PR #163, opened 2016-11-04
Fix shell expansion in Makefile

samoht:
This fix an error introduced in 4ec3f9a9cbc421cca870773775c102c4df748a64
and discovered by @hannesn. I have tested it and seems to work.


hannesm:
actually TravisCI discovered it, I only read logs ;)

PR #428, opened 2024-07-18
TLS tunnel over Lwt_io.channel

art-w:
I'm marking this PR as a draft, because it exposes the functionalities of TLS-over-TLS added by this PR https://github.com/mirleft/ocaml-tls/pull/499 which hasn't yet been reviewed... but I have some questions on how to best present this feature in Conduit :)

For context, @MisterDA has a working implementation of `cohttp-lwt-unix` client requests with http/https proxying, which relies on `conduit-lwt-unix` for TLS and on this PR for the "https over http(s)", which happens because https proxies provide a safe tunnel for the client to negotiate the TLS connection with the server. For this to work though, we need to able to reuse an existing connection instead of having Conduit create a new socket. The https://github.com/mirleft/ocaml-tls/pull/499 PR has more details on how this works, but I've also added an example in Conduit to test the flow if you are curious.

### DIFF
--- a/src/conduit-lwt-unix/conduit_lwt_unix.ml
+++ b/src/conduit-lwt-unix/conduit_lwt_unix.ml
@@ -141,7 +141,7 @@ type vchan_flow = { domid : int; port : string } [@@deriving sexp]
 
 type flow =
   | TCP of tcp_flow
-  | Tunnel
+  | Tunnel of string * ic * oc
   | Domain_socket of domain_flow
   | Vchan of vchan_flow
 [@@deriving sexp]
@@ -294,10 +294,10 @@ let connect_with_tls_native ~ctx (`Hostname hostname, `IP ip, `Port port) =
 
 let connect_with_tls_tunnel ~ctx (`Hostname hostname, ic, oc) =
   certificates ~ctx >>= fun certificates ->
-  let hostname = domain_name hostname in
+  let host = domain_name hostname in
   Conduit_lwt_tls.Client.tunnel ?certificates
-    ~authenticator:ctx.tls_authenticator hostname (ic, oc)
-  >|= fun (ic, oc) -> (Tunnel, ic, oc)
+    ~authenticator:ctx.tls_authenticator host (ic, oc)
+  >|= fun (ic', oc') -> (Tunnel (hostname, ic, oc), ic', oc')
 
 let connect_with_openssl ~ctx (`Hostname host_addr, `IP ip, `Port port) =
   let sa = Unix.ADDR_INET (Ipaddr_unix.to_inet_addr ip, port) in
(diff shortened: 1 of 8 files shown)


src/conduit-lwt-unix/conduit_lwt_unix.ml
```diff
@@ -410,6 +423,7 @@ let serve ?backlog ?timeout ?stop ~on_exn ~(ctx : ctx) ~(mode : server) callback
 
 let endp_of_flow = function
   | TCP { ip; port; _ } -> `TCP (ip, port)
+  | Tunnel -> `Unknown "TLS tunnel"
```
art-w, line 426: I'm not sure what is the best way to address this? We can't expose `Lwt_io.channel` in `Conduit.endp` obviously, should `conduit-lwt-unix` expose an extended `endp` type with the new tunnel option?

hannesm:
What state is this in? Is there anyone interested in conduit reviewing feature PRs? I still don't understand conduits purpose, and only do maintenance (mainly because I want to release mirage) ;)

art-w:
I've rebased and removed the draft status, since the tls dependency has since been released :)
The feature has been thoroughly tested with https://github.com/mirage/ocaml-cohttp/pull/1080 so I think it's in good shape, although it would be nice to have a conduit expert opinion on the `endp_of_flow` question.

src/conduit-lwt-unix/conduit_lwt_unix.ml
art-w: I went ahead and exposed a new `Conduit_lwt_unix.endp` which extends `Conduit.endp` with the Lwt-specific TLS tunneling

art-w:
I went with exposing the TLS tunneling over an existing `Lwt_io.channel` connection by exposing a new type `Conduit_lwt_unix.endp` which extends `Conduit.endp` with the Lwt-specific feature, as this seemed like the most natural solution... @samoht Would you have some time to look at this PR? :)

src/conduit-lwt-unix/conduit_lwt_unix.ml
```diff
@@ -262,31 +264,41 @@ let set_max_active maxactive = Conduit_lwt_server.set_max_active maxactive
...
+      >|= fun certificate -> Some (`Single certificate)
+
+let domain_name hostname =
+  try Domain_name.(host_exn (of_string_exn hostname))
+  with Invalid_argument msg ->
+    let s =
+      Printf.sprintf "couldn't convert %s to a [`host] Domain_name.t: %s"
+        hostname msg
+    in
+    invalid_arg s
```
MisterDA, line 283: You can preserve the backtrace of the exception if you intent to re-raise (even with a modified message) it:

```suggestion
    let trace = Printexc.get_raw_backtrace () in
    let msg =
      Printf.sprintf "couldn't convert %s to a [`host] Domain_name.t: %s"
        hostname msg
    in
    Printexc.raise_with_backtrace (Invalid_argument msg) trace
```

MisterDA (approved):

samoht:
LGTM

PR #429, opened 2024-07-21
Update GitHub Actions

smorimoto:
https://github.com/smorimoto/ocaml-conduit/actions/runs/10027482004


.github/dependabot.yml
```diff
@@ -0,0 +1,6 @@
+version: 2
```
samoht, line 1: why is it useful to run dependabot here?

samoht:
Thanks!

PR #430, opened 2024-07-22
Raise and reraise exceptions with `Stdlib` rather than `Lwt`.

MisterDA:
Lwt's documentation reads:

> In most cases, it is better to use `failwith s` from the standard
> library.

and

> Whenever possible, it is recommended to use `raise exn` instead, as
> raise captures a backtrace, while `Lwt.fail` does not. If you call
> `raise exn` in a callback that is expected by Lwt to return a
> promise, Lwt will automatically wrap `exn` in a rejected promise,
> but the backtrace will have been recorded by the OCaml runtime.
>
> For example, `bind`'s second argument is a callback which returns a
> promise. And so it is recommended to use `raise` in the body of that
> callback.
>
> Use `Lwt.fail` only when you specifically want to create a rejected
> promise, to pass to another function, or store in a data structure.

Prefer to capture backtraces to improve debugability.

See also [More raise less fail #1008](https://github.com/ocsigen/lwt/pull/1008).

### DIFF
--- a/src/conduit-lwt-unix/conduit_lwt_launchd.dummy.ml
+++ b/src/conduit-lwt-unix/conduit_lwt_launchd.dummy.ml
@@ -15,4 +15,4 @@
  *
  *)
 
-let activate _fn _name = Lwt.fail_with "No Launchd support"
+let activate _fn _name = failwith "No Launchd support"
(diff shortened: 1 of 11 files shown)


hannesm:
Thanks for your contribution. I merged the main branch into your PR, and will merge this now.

-=-=-=-=-

**WORK TASK:** Go through the listing and transcribe all of it exactly.

**TASK SOLUTION:**
PR #163, opened 2016-11-04
Fix shell expansion in Makefile

samoht:
This fix an error introduced in 4ec3f9a9cbc421cca870773775c102c4df748a64
and discovered by @hannesn. I have tested it and seems to work.


hannesm:
actually TravisCI discovered it, I only read logs ;)

PR #428, opened 2024-07-18
TLS tunnel over Lwt_io.channel

art-w:
I'm marking this PR as a draft, because it exposes the functionalities of TLS-over-TLS added by this PR https://github.com/mirleft/ocaml-tls/pull/499 which hasn't yet been reviewed... but I have some questions on how to best present this feature in Conduit :)

For context, @MisterDA has a working implementation of `cohttp-lwt-unix` client requests with http/https proxying, which relies on `conduit-lwt-unix` for TLS and on this PR for the "https over http(s)", which happens because https proxies provide a safe tunnel for the client to negotiate the TLS connection with the server. For this to work though, we need to able to reuse an existing connection instead of having Conduit create a new socket. The https://github.com/mirleft/ocaml-tls/pull/499 PR has more details on how this works, but I've also added an example in Conduit to test the flow if you are curious.

### DIFF
--- a/src/conduit-lwt-unix/conduit_lwt_unix.ml
+++ b/src/conduit-lwt-unix/conduit_lwt_unix.ml
@@ -141,7 +141,7 @@ type vchan_flow = { domid : int; port : string } [@@deriving sexp]
 
 type flow =
   | TCP of tcp_flow
-  | Tunnel
+  | Tunnel of string * ic * oc
   | Domain_socket of domain_flow
   | Vchan of vchan_flow
 [@@deriving sexp]
@@ -294,10 +294,10 @@ let connect_with_tls_native ~ctx (`Hostname hostname, `IP ip, `Port port) =
 
 let connect_with_tls_tunnel ~ctx (`Hostname hostname, ic, oc) =
   certificates ~ctx >>= fun certificates ->
-  let hostname = domain_name hostname in
+  let host = domain_name hostname in
   Conduit_lwt_tls.Client.tunnel ?certificates
-    ~authenticator:ctx.tls_authenticator hostname (ic, oc)
-  >|= fun (ic, oc) -> (Tunnel, ic, oc)
+    ~authenticator:ctx.tls_authenticator host (ic, oc)
+  >|= fun (ic', oc') -> (Tunnel (hostname, ic, oc), ic', oc')
 
 let connect_with_openssl ~ctx (`Hostname host_addr, `IP ip, `Port port) =
   let sa = Unix.ADDR_INET (Ipaddr_unix.to_inet_addr ip, port) in
(diff shortened: 1 of 8 files shown)


src/conduit-lwt-unix/conduit_lwt_unix.ml
```diff
@@ -410,6 +423,7 @@ let serve ?backlog ?timeout ?stop ~on_exn ~(ctx : ctx) ~(mode : server) callback
 
 let endp_of_flow = function
   | TCP { ip; port; _ } -> `TCP (ip, port)
+  | Tunnel -> `Unknown "TLS tunnel"
```
art-w, line 426: I'm not sure what is the best way to address this? We can't expose `Lwt_io.channel` in `Conduit.endp` obviously, should `conduit-lwt-unix` expose an extended `endp` type with the new tunnel option?

hannesm:
What state is this in? Is there anyone interested in conduit reviewing feature PRs? I still don't understand conduits purpose, and only do maintenance (mainly because I want to release mirage) ;)

art-w:
I've rebased and removed the draft status, since the tls dependency has since been released :)
The feature has been thoroughly tested with https://github.com/mirage/ocaml-cohttp/pull/1080 so I think it's in good shape, although it would be nice to have a conduit expert opinion on the `endp_of_flow` question.

src/conduit-lwt-unix/conduit_lwt_unix.ml
art-w: I went ahead and exposed a new `Conduit_lwt_unix.endp` which extends `Conduit.endp` with the Lwt-specific TLS tunneling

art-w:
I went with exposing the TLS tunneling over an existing `Lwt_io.channel` connection by exposing a new type `Conduit_lwt_unix.endp` which extends `Conduit.endp` with the Lwt-specific feature, as this seemed like the most natural solution... @samoht Would you have some time to look at this PR? :)

src/conduit-lwt-unix/conduit_lwt_unix.ml
```diff
@@ -262,31 +264,41 @@ let set_max_active maxactive = Conduit_lwt_server.set_max_active maxactive
...
+      >|= fun certificate -> Some (`Single certificate)
+
+let domain_name hostname =
+  try Domain_name.(host_exn (of_string_exn hostname))
+  with Invalid_argument msg ->
+    let s =
+      Printf.sprintf "couldn't convert %s to a [`host] Domain_name.t: %s"
+        hostname msg
+    in
+    invalid_arg s
```
MisterDA, line 283: You can preserve the backtrace of the exception if you intent to re-raise (even with a modified message) it:

```suggestion
    let trace = Printexc.get_raw_backtrace () in
    let msg =
      Printf.sprintf "couldn't convert %s to a [`host] Domain_name.t: %s"
        hostname msg
    in
    Printexc.raise_with_backtrace (Invalid_argument msg) trace
```

MisterDA (approved):

samoht:
LGTM

PR #429, opened 2024-07-21
Update GitHub Actions

smorimoto:
https://github.com/smorimoto/ocaml-conduit/actions/runs/10027482004


.github/dependabot.yml
```diff
@@ -0,0 +1,6 @@
+version: 2
```
samoht, line 1: why is it useful to run dependabot here?

samoht:
Thanks!

PR #430, opened 2024-07-22
Raise and reraise exceptions with `Stdlib` rather than `Lwt`.

MisterDA:
Lwt's documentation reads:

> In most cases, it is better to use `failwith s` from the standard
> library.

and

> Whenever possible, it is recommended to use `raise exn` instead, as
> raise captures a backtrace, while `Lwt.fail` does not. If you call
> `raise exn` in a callback that is expected by Lwt to return a
> promise, Lwt will automatically wrap `exn` in a rejected promise,
> but the backtrace will have been recorded by the OCaml runtime.
>
> For example, `bind`'s second argument is a callback which returns a
> promise. And so it is recommended to use `raise` in the body of that
> callback.
>
> Use `Lwt.fail` only when you specifically want to create a rejected
> promise, to pass to another function, or store in a data structure.

Prefer to capture backtraces to improve debugability.

See also [More raise less fail #1008](https://github.com/ocsigen/lwt/pull/1008).

### DIFF
--- a/src/conduit-lwt-unix/conduit_lwt_launchd.dummy.ml
+++ b/src/conduit-lwt-unix/conduit_lwt_launchd.dummy.ml
@@ -15,4 +15,4 @@
  *
  *)
 
-let activate _fn _name = Lwt.fail_with "No Launchd support"
+let activate _fn _name = failwith "No Launchd support"
(diff shortened: 1 of 11 files shown)


hannesm:
Thanks for your contribution. I merged the main branch into your PR, and will merge this now.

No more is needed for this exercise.